NOTE 17.    Impairments

During the year ended December 31, 2014, the Company concluded that its 9.4% equity ownership interest in HCRMC was other-than-temporarily impaired and recorded an impairment charge of $36 million. The impairment charge reduced the carrying amount of the Company’s investment in HCRMC from $75 million to its fair value of $39 million. The impairment determination primarily resulted from the Company’s review of HCRMC’s preliminary base financial forecast for 2015, received in December 2014, together with HCRMC’s year-to-date operating results through November 2014. The preliminary base financial forecast and operating results primarily reflected a continued shift in patient payor sources from Medicare to Medicare Advantage, which negatively impacts reimbursement rates and length of stay for HCRMC’s skilled nursing segment. The fair value of the Company’s equity investment was based on a discounted cash flow valuation model and inputs were considered to be Level 3 measurements within the fair value hierarchy. Inputs to this valuation model include earnings multiples, discount rate, industry growth rates  of revenue, operating expenses and facility occupancy, some of which influence the Company’s expectation of future cash flows from its investment in HCRMC and, accordingly, the fair value of its investment.

A summary of the quantitative information about fair value measurements for the impairment related to the Company’s equity ownership interest in HCRMC using a discounted cash flow valuation model follows:

 

 

 

 

 

Description of Input(s) to the Valuation

    

Valuation Inputs

 

Range of revenue growth rates(1)

 

(0.2%)-3.5%

 

Range of occupancy growth rates(1)

 

(0.3%)-0.2%

 

Range of operating expense growth rates(1)

 

0.6%-2.8%

 

Discount rate

 

13.7%

 

Range of earnings multiples

 

6.0x-7.0x

 


(1)

For growth rates, the value ranges provided represent the highest and lowest input utilized in the valuation model for any forecasted period.

 

In determining the fair value our interest in HCRMC, the Company applied the above valuation inputs, which resulted in a range of fair values of its investment in HCRMC of $35 million to $44 million based on the range of earnings multiples.
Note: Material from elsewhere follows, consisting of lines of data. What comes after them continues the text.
PR #593, opened 2022-01-08
Add a `Building` subsection to the `Developing` docs

stroxler:
## Summary

Our README said to `pip install -e .` for type checking, but at this point that won't work
unless `cargo` is on the `PATH`, so I thought we should add some instructions.

## Test Plan

I verified that having cargo and python should be enough by building LibCST in a
docker container, see https://github.com/stroxler/dockerfiles/tree/main/LibCST-minimal

### DIFF
--- a/README.rst
+++ b/README.rst
@@ -172,21 +172,15 @@ this:
 
 See the `unittest documentation <https://docs.python.org/3/library/unittest.html>`_
 for more examples of how to run tests.
-
+    
 Building
 ~~~~~~~~
 
-In order to build LibCST, which has a native parser module, you will
-need to have the Rust build tool ``cargo`` on your path. You can
+In order to build LibCST, which includes a native parser module, you
+will need to have the Rust build tool ``cargo`` on your path. You can
 usually install ``cargo`` using your system package manager, but the
 most popular way to install cargo is using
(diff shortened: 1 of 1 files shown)


README.rst
```diff
@@ -173,26 +173,48 @@ this:
...
+~~~~~~~~
 
-To verify types for the library, do the following in the root:
+In order to build LibCST, which has a native parser module, you will
+need to have the Rust build tool ``cargo`` on your path. You can
+usually install ``cargo`` using your system package manager, but the
+most popular way to install cargo is using
+`rustup <https://rustup.rs/>`_.
+
+To generate documents, do the following in the root:
```
zsol, line 185: Looks like the docs section moved up here :)

README.rst
```diff
@@ -173,26 +173,48 @@ this:
...
+
+To build just the native parser, do the following from the ``native``
+directory:
+
+.. code-block:: shell
 
-*Note*: You may need to remove installed LibCST and install from the source code prior to type checking:
+    cargo build
+
+To build the ``libcst.native`` module, run this from root:
```
zsol, line 198:
```suggestion
To build and install the ``libcst.native`` module, run this from root:
```

zsol (approved):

The Company elected to use the mid-point of the valuation results and recorded an impairment to reduce the carrying value of its investment in HCRMC to $39.5 million.
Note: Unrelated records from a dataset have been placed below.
PR #594, opened 2022-01-11
Codemod for PEP 484 Assign w / type comments -> PEP 526 AnnAssign

stroxler:
Summary:

This codemod is intended to eventually handle all type comments from
PEP 484. This is a partial implementation specifically handling
assignment type comments, which as of PEP 526 are better dealt
with using AnnAssign nodes.

There is more work to do because there are two other kinds of
comments to support: function heading comments and function parameter
inline comments. But the PEP 526 functionality is complete so I feel
like it's worth having a PR / CI signals / code review at this stage.

Implementation Note:

It's a little weird that inside the transform we serialize small bits of the CST back
to code in order to use the `ast` module, but that's the most robust way to get
type comments and guaranteed to be PEP 484 compliant. Perf isn't an issue here
and I discussed with @zsol, we agreed this was the best way to go because
implementing our own type comment extraction would be a pain for no real benefit.

The resulting implementation is simple, but it won't work on Python < 3.8. This seems
fine for now; there's a `type_ast` library and if anyone is motivated to make this
work on 3.6 or 3.7 they could use it - I left a note in the code about where to look.

Test Plan:

```
python -m unittest libcst.codemod.commands.tests.test_convert_type_comments
```

### DIFF
--- a/libcst/codemod/commands/convert_type_comments.py
+++ b/libcst/codemod/commands/convert_type_comments.py
@@ -7,10 +7,11 @@ import ast
 import builtins
 import functools
 import re
+import sys
 from typing import Optional, Pattern, Set, Union
 
 import libcst as cst
-from libcst.codemod import VisitorBasedCodemodCommand
+from libcst.codemod import CodemodContext, VisitorBasedCodemodCommand
 
 
 @functools.lru_cache()
@@ -24,19 +25,7 @@ def _code_for_node(node: cst.CSTNode) -> str:
 
 def _ast_for_node(node: cst.CSTNode) -> ast.Module:
     code = _code_for_node(node)
-    try:
-        return ast.parse(code, type_comments=True)
-    except TypeError:
-        # The ast module did not get `type_comments` until Python 3.7.
-        # In 3.6, we should error than silently running a nonsense codemod.
-        #
-        # NOTE: it is possible to use the typed_ast library for 3.6, but this is
-        # not a high priority right now. See, e.g., the mypy.fastparse module.
-        raise NotImplementedError(
-            "You are trying to run ConvertTypeComments on a "
-            "python version without type comment support. Please "
-            "try using python 3.8 to run your codemod"
-        )
+    return ast.parse(code, type_comments=True)
 
 
 def _assign_type_comment(node: cst.SimpleStatementLine) -> Optional[str]:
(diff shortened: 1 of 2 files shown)


stroxler:
The cancelled check is showing as red, but it's not actually a problem

libcst/codemod/commands/convert_type_comments.py
```diff
@@ -0,0 +1,163 @@
...
+
+    def _is_type_comment(self, comment: Optional[cst.Comment]) -> bool:
+        return (
+            comment is not None
+            and self.TYPE_COMMENT_REGEX.match(comment.value) is not None
+            and not comment.value.startswith(self.TYPE_IGNORE_PREFIX)
+        )
+
+    def _should_strip_comment(self, comment: Optional[cst.Comment]) -> bool:
+        return self._should_strip_type_comments and self._is_type_comment(comment)
```
grievejia, line 93: This seems to be an unreliable way of detecting whether a comment is a type comment or not. Wouldn't it be possible to detect whether to strip comments based on whether the containing ast node has `type_comments` attribute set instead?

libcst/codemod/commands/convert_type_comments.py
```diff
@@ -0,0 +1,163 @@
...
+        Convert any SimpleStatementLine containing an Assign with a
+        type comment into a one that uses a PEP 526 AnnAssign.
+        """
+        # manage the state used for determining comments to delete
+        self._should_strip_type_comments = False
+        # determine whether to apply an annotation
+        body = updated_node.body
+        if len(body) != 1:
+            return updated_node
+        statement = body[0]
```
grievejia, line 131: Not sure if this is not going to work if you have multiple statements on the same line. E.g.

During the year ended December 31, 2013, the Company placed two medical office buildings into assets held for sale. As a result, the Company recognized impairment charges of $1 million, which reduced the carrying value of the Company’s aggregate investments from $7 million to the $6 million sales price. The fair value of the Company’s medical office buildings were based on the projected sales prices from the pending dispositions. The sales prices of the MOBs were considered to be a Level 2 measurement within the fair value hierarchy.
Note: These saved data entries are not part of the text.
PR #595, opened 2022-01-12
Remove unused argument to handle_Index

martindemello:
the method is already being called without the `node` argument here: https://github.com/Instagram/LibCST/blob/main/libcst/codemod/visitors/_apply_type_annotations.py#L274

### DIFF
--- a/libcst/codemod/visitors/_apply_type_annotations.py
+++ b/libcst/codemod/visitors/_apply_type_annotations.py
@@ -232,7 +232,7 @@ class TypeCollector(cst.CSTVisitor):
         else:
             return dequalified_node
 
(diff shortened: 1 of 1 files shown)


stroxler:
Looks good to me, thanks!

stroxler:
Grr - I keep expecting that button to open a dropdown where I can accept

stroxler (approved):
Good catch!

stroxler:
I'll merge once all CI jobs finish

martindemello:
found it via pytype, not sure why pyre missed it but i'll file a bug there

stroxler:
I think it's a known problem that pyre neglects to check the arity of function calls (I remember seeing an internal bug report about this recently)

But we should definitely file a report, I can probably prioritize fixing it soonish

During the year ended December 31, 2012, the Company executed an agreement for the disposition of a land parcel in its life science segment. As a result of the planned disposition of the land parcel, the Company recognized an impairment charge of $8 million, which reduced the carrying value of the Company’s investment from $26 million to the $18 million sales price. The fair value of the Company’s land parcel was based on the projected sales prices from the pending disposition. The sales price of the land parcel was considered to be a Level 2 measurement within the fair value hierarchy.